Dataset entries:
----------------------------------------
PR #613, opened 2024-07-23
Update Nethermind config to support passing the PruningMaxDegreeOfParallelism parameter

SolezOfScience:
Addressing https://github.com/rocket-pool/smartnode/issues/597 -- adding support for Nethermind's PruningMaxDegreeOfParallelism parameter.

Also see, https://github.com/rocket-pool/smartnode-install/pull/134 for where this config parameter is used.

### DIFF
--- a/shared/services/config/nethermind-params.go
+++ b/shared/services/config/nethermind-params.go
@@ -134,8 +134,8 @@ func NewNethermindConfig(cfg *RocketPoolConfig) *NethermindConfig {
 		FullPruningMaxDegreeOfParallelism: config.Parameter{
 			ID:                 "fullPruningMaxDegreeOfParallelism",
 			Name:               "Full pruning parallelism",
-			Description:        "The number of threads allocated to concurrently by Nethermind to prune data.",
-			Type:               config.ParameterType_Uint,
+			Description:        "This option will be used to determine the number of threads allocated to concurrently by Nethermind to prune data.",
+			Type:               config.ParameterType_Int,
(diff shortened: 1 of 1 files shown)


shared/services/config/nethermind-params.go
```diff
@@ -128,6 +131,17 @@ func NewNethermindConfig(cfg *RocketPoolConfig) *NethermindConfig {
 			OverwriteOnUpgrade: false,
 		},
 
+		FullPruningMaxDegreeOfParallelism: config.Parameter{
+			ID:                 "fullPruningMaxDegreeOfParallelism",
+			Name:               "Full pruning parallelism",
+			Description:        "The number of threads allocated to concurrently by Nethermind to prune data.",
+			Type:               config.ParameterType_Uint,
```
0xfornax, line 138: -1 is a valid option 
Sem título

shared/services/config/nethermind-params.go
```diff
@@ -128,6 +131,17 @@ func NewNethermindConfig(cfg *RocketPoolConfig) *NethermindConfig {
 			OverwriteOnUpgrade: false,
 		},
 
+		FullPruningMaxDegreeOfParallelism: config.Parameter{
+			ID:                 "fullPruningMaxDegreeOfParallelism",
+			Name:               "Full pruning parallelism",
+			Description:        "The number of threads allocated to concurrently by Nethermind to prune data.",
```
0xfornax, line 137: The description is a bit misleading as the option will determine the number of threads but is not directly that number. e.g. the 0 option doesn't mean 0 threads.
----------------------------------------
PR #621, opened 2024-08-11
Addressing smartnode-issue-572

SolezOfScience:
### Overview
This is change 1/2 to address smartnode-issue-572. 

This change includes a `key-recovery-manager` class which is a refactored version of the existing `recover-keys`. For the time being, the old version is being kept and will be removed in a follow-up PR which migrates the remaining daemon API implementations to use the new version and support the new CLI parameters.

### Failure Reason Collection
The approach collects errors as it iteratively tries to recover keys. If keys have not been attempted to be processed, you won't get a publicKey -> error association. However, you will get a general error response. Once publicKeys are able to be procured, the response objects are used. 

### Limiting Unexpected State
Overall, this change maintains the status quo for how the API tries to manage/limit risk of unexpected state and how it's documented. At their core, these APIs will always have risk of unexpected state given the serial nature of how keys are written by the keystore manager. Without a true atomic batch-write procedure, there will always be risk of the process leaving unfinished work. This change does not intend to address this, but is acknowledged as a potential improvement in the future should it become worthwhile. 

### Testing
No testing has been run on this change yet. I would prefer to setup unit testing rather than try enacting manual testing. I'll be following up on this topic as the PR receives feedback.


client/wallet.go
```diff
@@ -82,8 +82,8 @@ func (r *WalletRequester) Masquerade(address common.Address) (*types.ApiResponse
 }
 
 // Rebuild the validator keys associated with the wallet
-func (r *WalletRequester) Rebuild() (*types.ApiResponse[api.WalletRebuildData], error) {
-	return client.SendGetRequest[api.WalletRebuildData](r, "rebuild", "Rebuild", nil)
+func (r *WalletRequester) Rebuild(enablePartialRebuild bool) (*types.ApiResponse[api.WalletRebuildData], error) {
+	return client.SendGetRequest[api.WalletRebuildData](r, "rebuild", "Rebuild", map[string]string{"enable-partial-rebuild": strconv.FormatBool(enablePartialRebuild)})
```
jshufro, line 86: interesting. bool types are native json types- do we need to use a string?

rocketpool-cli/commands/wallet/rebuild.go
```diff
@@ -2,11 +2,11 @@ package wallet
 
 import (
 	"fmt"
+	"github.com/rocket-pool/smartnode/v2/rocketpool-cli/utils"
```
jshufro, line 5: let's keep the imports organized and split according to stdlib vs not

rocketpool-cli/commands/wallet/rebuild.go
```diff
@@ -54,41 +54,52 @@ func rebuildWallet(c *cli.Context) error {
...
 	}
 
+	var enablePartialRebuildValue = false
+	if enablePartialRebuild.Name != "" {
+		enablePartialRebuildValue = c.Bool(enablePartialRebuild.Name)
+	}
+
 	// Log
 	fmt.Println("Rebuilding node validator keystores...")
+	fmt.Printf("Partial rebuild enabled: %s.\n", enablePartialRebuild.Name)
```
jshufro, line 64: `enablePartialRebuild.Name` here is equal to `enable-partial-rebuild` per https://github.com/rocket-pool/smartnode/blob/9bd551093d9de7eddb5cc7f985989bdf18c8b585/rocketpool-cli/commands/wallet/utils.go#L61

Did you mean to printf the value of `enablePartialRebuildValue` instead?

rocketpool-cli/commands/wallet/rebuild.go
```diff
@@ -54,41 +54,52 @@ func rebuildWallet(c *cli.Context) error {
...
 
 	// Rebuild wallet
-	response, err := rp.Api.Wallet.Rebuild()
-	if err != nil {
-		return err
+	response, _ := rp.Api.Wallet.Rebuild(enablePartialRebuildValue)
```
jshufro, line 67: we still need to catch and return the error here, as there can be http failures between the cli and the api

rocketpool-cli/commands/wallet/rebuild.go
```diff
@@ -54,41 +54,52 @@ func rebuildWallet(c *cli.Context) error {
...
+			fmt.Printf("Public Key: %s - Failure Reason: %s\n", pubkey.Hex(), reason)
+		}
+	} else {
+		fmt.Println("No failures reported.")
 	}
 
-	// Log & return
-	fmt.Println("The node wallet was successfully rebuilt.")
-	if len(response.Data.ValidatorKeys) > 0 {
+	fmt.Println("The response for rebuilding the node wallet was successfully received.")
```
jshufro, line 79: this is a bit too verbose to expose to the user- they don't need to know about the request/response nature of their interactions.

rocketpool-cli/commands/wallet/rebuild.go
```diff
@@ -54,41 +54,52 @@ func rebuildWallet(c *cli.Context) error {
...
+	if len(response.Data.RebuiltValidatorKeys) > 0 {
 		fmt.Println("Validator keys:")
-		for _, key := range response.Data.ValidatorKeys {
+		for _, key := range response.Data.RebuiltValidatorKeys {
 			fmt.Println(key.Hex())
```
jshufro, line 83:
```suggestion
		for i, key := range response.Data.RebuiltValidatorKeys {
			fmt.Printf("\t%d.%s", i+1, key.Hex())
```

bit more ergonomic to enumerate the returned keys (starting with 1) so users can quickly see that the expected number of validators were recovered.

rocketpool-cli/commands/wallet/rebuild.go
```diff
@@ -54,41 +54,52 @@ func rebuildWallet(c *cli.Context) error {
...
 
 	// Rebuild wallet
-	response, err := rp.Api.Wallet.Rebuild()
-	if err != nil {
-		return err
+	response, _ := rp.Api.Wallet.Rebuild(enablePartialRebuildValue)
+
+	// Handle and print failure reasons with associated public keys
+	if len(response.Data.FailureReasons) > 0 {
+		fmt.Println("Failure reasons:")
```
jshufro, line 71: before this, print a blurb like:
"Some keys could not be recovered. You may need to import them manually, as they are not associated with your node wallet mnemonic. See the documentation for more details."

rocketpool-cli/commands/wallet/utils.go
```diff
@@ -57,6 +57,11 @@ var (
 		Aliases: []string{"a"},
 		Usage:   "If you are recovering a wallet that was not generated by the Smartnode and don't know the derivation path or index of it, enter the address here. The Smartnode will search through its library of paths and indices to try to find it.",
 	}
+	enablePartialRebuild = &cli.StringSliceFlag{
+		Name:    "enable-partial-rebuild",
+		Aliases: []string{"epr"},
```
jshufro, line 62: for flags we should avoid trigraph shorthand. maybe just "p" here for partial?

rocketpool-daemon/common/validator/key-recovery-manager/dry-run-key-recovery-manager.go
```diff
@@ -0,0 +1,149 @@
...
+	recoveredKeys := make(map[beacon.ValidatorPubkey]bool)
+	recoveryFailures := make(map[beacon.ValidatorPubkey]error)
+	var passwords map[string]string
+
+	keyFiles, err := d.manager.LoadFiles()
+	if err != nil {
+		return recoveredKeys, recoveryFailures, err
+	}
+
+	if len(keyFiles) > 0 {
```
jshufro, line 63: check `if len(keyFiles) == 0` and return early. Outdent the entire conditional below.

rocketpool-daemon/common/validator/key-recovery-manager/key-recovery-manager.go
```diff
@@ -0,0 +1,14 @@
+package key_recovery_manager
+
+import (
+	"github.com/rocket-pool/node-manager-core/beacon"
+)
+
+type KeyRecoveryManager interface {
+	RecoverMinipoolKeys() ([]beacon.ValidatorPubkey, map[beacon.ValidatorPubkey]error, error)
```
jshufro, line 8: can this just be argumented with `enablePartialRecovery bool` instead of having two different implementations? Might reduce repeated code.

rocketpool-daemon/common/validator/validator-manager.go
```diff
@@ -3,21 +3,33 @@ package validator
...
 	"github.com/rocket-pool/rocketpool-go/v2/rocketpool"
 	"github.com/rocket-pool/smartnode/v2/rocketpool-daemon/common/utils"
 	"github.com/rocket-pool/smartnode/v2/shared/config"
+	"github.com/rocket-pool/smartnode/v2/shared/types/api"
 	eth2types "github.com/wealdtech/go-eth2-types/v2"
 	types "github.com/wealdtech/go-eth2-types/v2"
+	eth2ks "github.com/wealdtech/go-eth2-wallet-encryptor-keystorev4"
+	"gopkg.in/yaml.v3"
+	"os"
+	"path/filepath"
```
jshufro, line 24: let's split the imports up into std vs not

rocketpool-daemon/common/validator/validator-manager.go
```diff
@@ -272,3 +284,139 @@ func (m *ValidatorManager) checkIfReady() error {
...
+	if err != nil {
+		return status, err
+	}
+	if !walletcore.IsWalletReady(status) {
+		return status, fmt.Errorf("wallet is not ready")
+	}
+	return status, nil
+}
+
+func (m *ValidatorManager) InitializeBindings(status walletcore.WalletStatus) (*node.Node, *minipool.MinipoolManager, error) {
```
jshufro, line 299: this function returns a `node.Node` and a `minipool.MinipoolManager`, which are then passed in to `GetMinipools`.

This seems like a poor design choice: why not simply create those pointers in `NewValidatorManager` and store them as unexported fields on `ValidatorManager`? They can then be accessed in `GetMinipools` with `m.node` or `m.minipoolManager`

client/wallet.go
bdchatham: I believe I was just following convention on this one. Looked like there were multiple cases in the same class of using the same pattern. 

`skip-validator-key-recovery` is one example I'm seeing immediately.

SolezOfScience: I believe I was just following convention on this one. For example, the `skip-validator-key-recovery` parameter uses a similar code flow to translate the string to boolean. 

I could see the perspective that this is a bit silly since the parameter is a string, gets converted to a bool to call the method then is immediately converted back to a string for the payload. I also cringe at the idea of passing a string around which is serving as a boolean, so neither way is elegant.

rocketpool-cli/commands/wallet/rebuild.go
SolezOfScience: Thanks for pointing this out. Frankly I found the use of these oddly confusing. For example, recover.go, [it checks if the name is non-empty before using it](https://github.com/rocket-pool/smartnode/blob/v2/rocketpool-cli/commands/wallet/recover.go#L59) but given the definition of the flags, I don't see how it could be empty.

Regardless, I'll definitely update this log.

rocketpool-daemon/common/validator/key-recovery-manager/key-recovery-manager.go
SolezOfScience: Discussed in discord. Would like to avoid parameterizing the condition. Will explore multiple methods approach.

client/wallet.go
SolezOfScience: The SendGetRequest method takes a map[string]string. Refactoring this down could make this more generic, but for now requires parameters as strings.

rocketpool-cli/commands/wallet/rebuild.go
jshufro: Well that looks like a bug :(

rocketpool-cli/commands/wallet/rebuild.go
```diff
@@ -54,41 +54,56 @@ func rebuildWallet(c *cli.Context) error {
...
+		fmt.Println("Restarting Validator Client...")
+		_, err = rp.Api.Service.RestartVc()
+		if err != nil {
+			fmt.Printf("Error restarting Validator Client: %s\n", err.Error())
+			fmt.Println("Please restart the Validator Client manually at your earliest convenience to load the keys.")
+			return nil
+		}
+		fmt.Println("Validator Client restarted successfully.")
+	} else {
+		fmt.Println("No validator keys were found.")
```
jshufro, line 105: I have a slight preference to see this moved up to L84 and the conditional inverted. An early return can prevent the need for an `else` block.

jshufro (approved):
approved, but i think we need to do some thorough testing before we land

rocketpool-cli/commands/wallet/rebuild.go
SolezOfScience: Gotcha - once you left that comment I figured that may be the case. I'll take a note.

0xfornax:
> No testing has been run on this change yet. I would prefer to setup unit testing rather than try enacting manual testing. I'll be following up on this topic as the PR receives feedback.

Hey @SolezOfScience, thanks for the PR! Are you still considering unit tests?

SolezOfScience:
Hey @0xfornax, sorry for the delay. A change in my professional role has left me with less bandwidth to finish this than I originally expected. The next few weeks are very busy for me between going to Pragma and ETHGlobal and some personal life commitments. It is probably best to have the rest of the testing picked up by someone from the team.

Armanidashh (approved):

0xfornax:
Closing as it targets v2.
----------------------------------------
Work instruction: Lines containing the word "setup" are to be pulled from the records and copied.

Written response:
No testing has been run on this change yet. I would prefer to setup unit testing rather than try enacting manual testing. I'll be following up on this topic as the PR receives feedback.
> No testing has been run on this change yet. I would prefer to setup unit testing rather than try enacting manual testing. I'll be following up on this topic as the PR receives feedback.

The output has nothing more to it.